• EXERCISE DIRECTIONS:
Every line with the word "exists" in it should be extracted from the data that follows.

[Data entries]
========================================================================

PR #92, opened 2020-10-16
[Engagement][Cards] System Last Access

MykolaGalian:
Added card with a number of users who have no system access in the last 14 days.

Functional test:
Manually invoked the bdp-ingestion-draco-ingester lambda with SystemAccessEvents. Metron POST query takes ~200ms on the AWS side. 
-> Returns data when exists as expected
-> Returns empty array when no data as expected

Devops - N/A
UX and docs - N/A

LMS PR: https://github.com/Brightspace/lms/pull/2304

End-to-end test: done
UX demo:  done

@anhill-D2L @johngwilkinson @rohitvinnakota @hyehayes @NicholasHallman


model/data.js
```diff
@@ -209,6 +209,24 @@ export class Data {
 			});
 	}
 
+	get usersCountsWithLastAccessMoreThanFourteenDays() {
+		const fourteenDayMillis = 1209600000;
+		const userIdsSet = new Set();
```
bemailloux, line 214: Instead of creating your own userIdsSet, you can just use `this.users` directly. It already filters the users by which ones are visible.

So this function can be simplified to
```
return this.users
    .filter(user => user[USER.LAST_SYS_ACCESS] && (Date.now() - user[USER.LAST_SYS_ACCESS] > fourteenDayMillis))
    .length;
```

----------------------------------------

FYI: for a JavaScript Set, you don't have to check if the value exists in the Set before adding it. For example, the following works just fine:
```
s = new Set();
s.add(1);
s.add(2);
s.add(1);
console.log(s); // s = Set(2) {1, 2}

// no need to check `if (!s.has(1))` before doing `s.add(1)` again
```

MykolaGalian: Ok, I just made my own userIdsSet to further use it for the card filter. Like: `this.getRecordsInView('d2l-insights-last-access-card'').forEach(...`

bemailloux (approved):

model/data.js
```diff
@@ -209,6 +209,14 @@ export class Data {
 			});
 	}
 
+	get usersCountsWithLastAccessMoreThanFourteenDays() {
```
johngwilkinson, line 212: please remove this method and move the code to `LastAccessCard._cardValue()`. You can decorate it with `computed` there.

components/last-access-card.js
```diff
@@ -25,7 +27,11 @@ class LastAccessCard extends SkeletonMixin(Localizer(MobxLitElement)) {
 	}
 
 	get _cardValue() {
-		return this.data.usersCountsWithLastAccessMoreThanFourteenDays;
+		const fourteenDayMillis = 1209600000;
+
+		return this.data.users
+			.filter(user => user[USER.LAST_SYS_ACCESS] && (Date.now() - user[USER.LAST_SYS_ACCESS] > fourteenDayMillis))
```
johngwilkinson, line 33: I'm not 100% sure, but I think users with no last access at all should be counted as having no session in the last 14 days (so the null/undefined case should be included by the filter).

johngwilkinson (approved):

========================================================================

• SOLUTION TO THE PROBLEM:
-> Returns data when exists as expected
FYI: for a JavaScript Set, you don't have to check if the value exists in the Set before adding it. For example, the following works just fine:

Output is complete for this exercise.